Software Optimization Guide for AMD Family 10h Processors

Quick guide from the manual

This document is a technical optimization guide for software developers, compiler designers, and assembly language programmers working with AMD Family 10h processors. It provides specific recommendations to improve code performance, including source-level optimizations, instruction-decoding strategies, and memory management techniques.

C and C++ Source-Level Optimizations

This section provides guidelines for writing efficient C and C++ code. Key recommendations include:

• Use array notation instead of pointer notation to reduce aliasing.
• Completely unroll small loops with fixed iteration counts.
• Arrange boolean operands in logical expressions to take advantage of short-circuit evaluation.
• Sort and pad structures to achieve natural alignment.
• Use the const type qualifier for objects that do not change.
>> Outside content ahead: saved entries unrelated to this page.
PR #1167, opened 2018-02-16
run formatter

plata:


plata:
Why did Travis fail? I didn't change anything.

madoar:
The error message says, the test failed because it timed out. Can you restart the tests?
I don't think I have the necessary permissions.

plata:
I saw that there was a timeout but why? Can we change anything to avoid this in the future?

madoar:
I'm not sure how the timeout was produced, but I believe the cause was junit.
The question is do we have test methods that are marked with a timeout, or a rule? (see also [here](https://github.com/junit-team/junit4/wiki/timeout-for-tests))

plata:
Should be AppConfigurationInitialisationTest.java.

General 64-Bit Optimizations

Focuses on improving performance for software running in 64-bit mode. Key points include:

• Use 64-bit registers for 64-bit integer arithmetic.
• Use 128-bit media instructions (SSE, SSE2, SSE3, SSE4a) instead of x87 or 64-bit media instructions for floating-point operations.
• Use 32-bit legacy general-purpose registers (EAX through ESI) for unsigned integers that do not require 64-bit range to avoid REX prefix overhead.
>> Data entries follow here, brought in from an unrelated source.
Issue #618, opened 2017-02-20
Check possible impact of Java 9


plata:

madoar:
Depending on how far the Java dev team gets when they release Java 9, it's possible that we can use ES6 class definitions in Java 9, which would make some things a lot easier to read.

plata:
First of all we have to be sure that Java 9 does not break anything.

plata:
Java 9 is tested with Travis since #1172

PR #1172, opened 2018-02-16
Travis CI: change config to use multiple operating system / jdk combinations

madoar:
Please be aware, that the osx java version seems to depend on the version of xcode chosen.
The xcode version in turn depends on the chosen osx version...

### DIFF
--- a/.travis.yml
+++ b/.travis.yml
@@ -7,6 +7,10 @@ addons:
       - oracle-java8-installer
       - oracle-java9-installer
 
+before_install:
+  - "export DISPLAY=:99.0"
+  - "sh -e /etc/init.d/xvfb start"
+
 matrix:
   include:
     # The normal tests
--- a/.travis.yml
+++ b/.travis.yml
@@ -1,10 +1,5 @@
 language: java
-
-dist: trusty
 sudo: false
-
-os:
-- linux
 
 addons:
   apt:
@@ -12,19 +7,16 @@ addons:
       - oracle-java8-installer
       - oracle-java9-installer
 
-jdk:
-- oraclejdk8
-- oraclejdk9
-- openjdk8
-
-env:
-
 matrix:
   include:
-  - language: java
-    os: osx
-
-jobs:
-  include:
-    - stage: Check format
-      script: ./check_formatted.sh
+    - jdk: oraclejdk8
+      os: linux
+      dist: trusty
+    - jdk: oraclejdk9
+      os: linux
+      dist: trusty
+    - jdk: openjdk8
+      os: linux
+      dist: trusty
+    - os: osx
+      osx_image: xcode9.2
--- a/.travis.yml
+++ b/.travis.yml
@@ -7,14 +7,6 @@ addons:
       - oracle-java8-installer
       - oracle-java9-installer
 
-before_install:
-    # enable gui, see https://docs.travis-ci.com/user/gui-and-headless-browsers and https://github.com/SublimeText/UnitTesting/issues/74
-    - if [ "$TRAVIS_OS_NAME" == "linux"  ]; then
-      export DISPLAY=:99.0;
-      sh -e /etc/init.d/xvfb start;
-      sleep 3;
-      fi
-
 matrix:
   include:
     # The normal tests
--- a/.travis.yml
+++ b/.travis.yml
@@ -9,7 +9,11 @@ addons:
 
 before_install:
     # enable gui, see https://docs.travis-ci.com/user/gui-and-headless-browsers and https://github.com/SublimeText/UnitTesting/issues/74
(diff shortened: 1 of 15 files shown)


madoar:
Ok. So far so well, here the current progress:
- travis doesn't support openjdk 9 yet
- travis doesn't support openjfx (i.e. JavaFX for OpenJDK)

In addition it seems like Java 9 added a new method to the `TransformationList` class: `int getViewIndex​(int index)`, because we're not implementing this method (yet), the build for OracleJDK 9 fails.

@plata what do you think?

plata:
I guess we should ensure that Java 9 works. Then we can also close #618. I would suggest to build Java 8 and 9 for Linux and OSX (that's 4 builds already). If we should get issues with OpenJDK/openjfx, we can still decide to add it later on.

plata:
What's the purpose of that plugin?

madoar:
It was a test, where I tried to tell maven to compile the project with java 8 specs, but it doesn't seem to work like I thought. 

I'm currently not sure if it's a good idea to add the `getViewIndex​` method.
The reason being that normally we should also add `@Override` before it.
But as far as I know this would produce an error/warning message with java 8, because Java 8 doesn't define this method, right?

plata:
I'm not sure. But there should be a way to make it work for Java 8 *and* 9, right?

madoar:
I don't know.

When I add the following method to an arbitrary class:
```java
    @Override
    public void test() {

    }
```

I get the following error message:
```
[ERROR] Failed to execute goal org.apache.maven.plugins:maven-compiler-plugin:3.1:compile (default-compile) on project phoenicis-javafx: Compilation failure
[ERROR] .../POL-POM-5/phoenicis-javafx/src/main/java/org/phoenicis/javafx/views/mainwindow/ui/MainWindow.java:[89,5] method does not override or implement a method from a supertype
```

This leads me to the belief that this could become problematic, if handled wrong.

plata:
I understand. However, I believe that in this particular case it would be o.k. to leave the `@Override` away or comment it out.

madoar:
Some dependencies are making problems, when used with Java 9.
The ones I could identify are powermock and jacoco, but it's possible that some other dependencies are incompatible with Java 9 too.

I guess we should first update all dependencies to a more current version, before we continue working on this.

madoar:
After solving the mockito problem it seems like I've stumbled over the next one.
Not we seem to have a problem with `openjfx-monocle` which I believe is required to test javafx applications without a graphical device, which travis doesn't provide.
The problem is quite clear, we're using `openjfx-monocle` version `8u76-b04`, which should be used for Java 8 and not Java 9.
I guess we need to use `jdk-9+181` to make it work with Java 9, but I'm not sure if this will work with Java 8...

Has anyone an idea how to solve this?

plata:
Can you try if the JDK 9 monocle version works with Java 8?

madoar:
Ok this should work for our current purposes.

I've solved the monocle problem by removing it.
This additional required a change from headless tests to tests showing a GUI window.
Luckily it's possible to make travis work with tests that can't work in headless mode.

plata:
But this doesn't mean that a JavaFX window pops up when you run the tests, right?

madoar:
Yes, a javafx window pops up when you run the tests

plata:
Do we want that? I'm thinking how it would feel if windows pop up every time I build.

madoar:
I don't know.
I'm not sure if we have an alternative.
As far as I understand `openjfx-monocle` the used version depends on your underlying Java version (at least the readme at https://github.com/TestFX/Monocle suggests that to me)

plata:
Is it possible to configure Travis such that it uses different virtual machines for the Java 8 and 9 build (like it does for Linux and OSX)?

madoar:
What exactly do you mean by different virtual machines?

As far as I understand travis it runs each "job" inside its own environment.
This PR introduces 4 jobs 2 on linux with java 8 and 9, one on mac and another one on linux for the formatting check.

plata:
I meant the environment. If we have 2 for Java 8 and 9, can't we just install monocle for Java 8/9 in the respective environment?

madoar:
We're currently installing monocle via maven, I'm not sure if we can switch the version with maven depending on some system variable.
In addition I'm not sure if we want that, because this also affects the build process of us developers.

plata:
Have a look at TestFX/TestFX#433 (2nd to last entry): they use profiles to get it working for Java 8 and 9. This seems to be the "official" way to solve this issue.

madoar:
Ok, I've readded monocle for headless tests.
When looking at the finished tests, it looks like it's working.
This is quite hard to test, when you're not using Java 9 :/

madoar:
Now that the OSX tests finished too, it seems like it's working as intended :)

Later on I think we should try to get travis working with OpenJDK, so that we'll have some automated tests for that jdk platform too, but I think that still has time.
Otherwise I believe this PR has been fully completed and can be merged, what do you think @plata?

Instruction-Decoding Optimizations

Designed to maximize the number of instructions the processor can decode per cycle:

• Use DirectPath instructions instead of VectorPath instructions.
• Use load-execute instructions for integer and floating-point computations.
• Align branch targets to 32-byte boundaries.
• Use 8-bit sign-extended immediate values and displacements to improve code density.
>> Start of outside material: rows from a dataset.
PR #1192, opened 2018-03-15
added .eslintrc.yml

plata:
We have .js files for testing in phoenicis-tests/src/main/resources/org/phoenicis/tests. Therefore, we must adjust ESLint settings for Codacy.

### DIFF
--- a/.eslintrc.yml
+++ b/.eslintrc.yml
@@ -1,0 +1,25 @@
+globals:
+  include: true  
+  # java
+  java: true
+  Bean: true
+  # files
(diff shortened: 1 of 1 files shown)


plata:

Cache and Memory Optimizations

Covers strategies to utilize L1 caches and high-bandwidth buses effectively:

• Avoid memory-size mismatches between stores and dependent loads.
• Ensure data objects are naturally aligned.
• Avoid store-to-load dependencies.
• Use prefetch instructions to increase effective bandwidth.
• Avoid placing code and data in the same 64-byte cache line.

Branch Optimizations

Focuses on improving branch prediction and minimizing penalties:

• Align branch targets to 32-byte boundaries.
• Use three-byte return-immediate RET instructions.
• Avoid conditional branches that depend on random data.
• Use muxing constructs to simulate conditional moves in SSE/MMX code.

Scheduling Optimizations

Discusses improving instruction scheduling:

• Select instructions with shorter latencies.
• Use loop unrolling to increase instruction-level parallelism.
• Inline functions that are called from a single site and contain fewer than 25 machine instructions.
• Avoid address-generation interlocks by scheduling independent loads/stores.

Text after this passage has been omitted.